11. Ceza Dairesi Esas No: 2015/4877 Karar No: 2017/7495 Karar Tarihi: 06.11.2017
Resmi belgede sahtecilik - Yargıtay 11. Ceza Dairesi 2015/4877 Esas 2017/7495 Karar Sayılı İlamı
Özet:
Sanıklar, başka kişilere ait senetleri bankaya vererek kredi çekmek suretiyle resmi belgede sahtecilik suçunu işlemişlerdir. Sanıklar hakkında benzer suçlardan başka davaların da olduğu belirtilmiştir.

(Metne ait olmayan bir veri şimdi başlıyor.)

PR #4187, opened 2019-11-07
License viewer

drewvolz:
Integrates the [license-checker](https://github.com/davglass/license-checker) package in order to parse _all_ of our deps and their licenses. 

📸 Screenshots

~ | ~
--|--
Simulator Screen Shot - iPhone 11 - 2019-11-17 at 12 53 01 | Simulator Screen Shot - iPhone 11 - 2019-11-06 at 23 44 40

## Todo
- [ ] Flow types


source/views/settings/screens/licenses/index.js
```diff
@@ -0,0 +1,82 @@
...
+	static navigationOptions = {
+		title: 'Open Source Licenses',
+	}
+
+	extractNameFromGithubUrl = (url: string) => {
+		if (!url) {
+			return null
+		}
+
+		const reg = /((https?:\/\/)?(www\.)?github\.com\/)?(@|#!\/)?([A-Za-z0-9_]{1,15})(\/([-a-z]{1,20}))?/iu
```
drewvolz: Would like to find a cleaner way to pull out the parts of the url

source/views/settings/screens/licenses/index.js
```diff
@@ -0,0 +1,82 @@
...
+		const components = reg.exec(url)
+
+		if (components && components.length > 5) {
+			return components[5]
+		}
+		return null
```
drewvolz, line 30: I'd love to find a better way to do all of this

source/views/settings/screens/licenses/index.js
```diff
@@ -0,0 +1,82 @@
...
+	}
+
+	sortDataByKey = (data: Array<LicenseType>, key: string) => {
+		data.sort((a, b) => {
+			return a[key] > b[key] ? 1 : b[key] > a[key] ? -1 : 0
+		})
+		return data
```
drewvolz: This allows for us to sort by a key. I've chosen to group by repository, but it needs to be tweaked to be case-insensitive.

source/views/settings/screens/licenses/index.js
```diff
@@ -0,0 +1,82 @@
...
+	}
+
+	render() {
+		const {navigation} = this.props
+
+		let data = licenseData.data.filter(item => Object.keys(item).length)
+		let nonEmptyData = data[0]
```
drewvolz: Our custom js bundling added an extra layer of unwrapping... can we do this cleanly?

source/views/settings/screens/licenses/item.js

Bu durumda, zincirleme suçun oluşacağı ve önceki cezanın mahsup edilebileceği belirtilmiştir. Kararda, TCK'nun 204-212. maddelerinin belgede sahtecilik suçlarını düzenlediği ve bu suçların kamu güvenine karşı işlendiği ifade edilmiştir. Ayrıca, belgede sahtecilik suçunun işlenmesiyle haksızlığa uğrayan kişilerin zarar görebileceği belirtilmiştir. Kararın sonunda, sanıkların mahkumiyetine hükmedilmiş, ancak kararın bazı nedenlerle bozulduğu belirtilmiştir. Kanun maddeleri ise, TCK'nun 204-212. maddeleri, 5237 sayılı TCK'nun 43/1 ve 43/2. maddeleri ve 53. maddesi, Anayasa Mahkemesi'nin 08.10.2015 tarih ve 2014/140 Esas-2015/85 Karar sayılı iptal kararıdır.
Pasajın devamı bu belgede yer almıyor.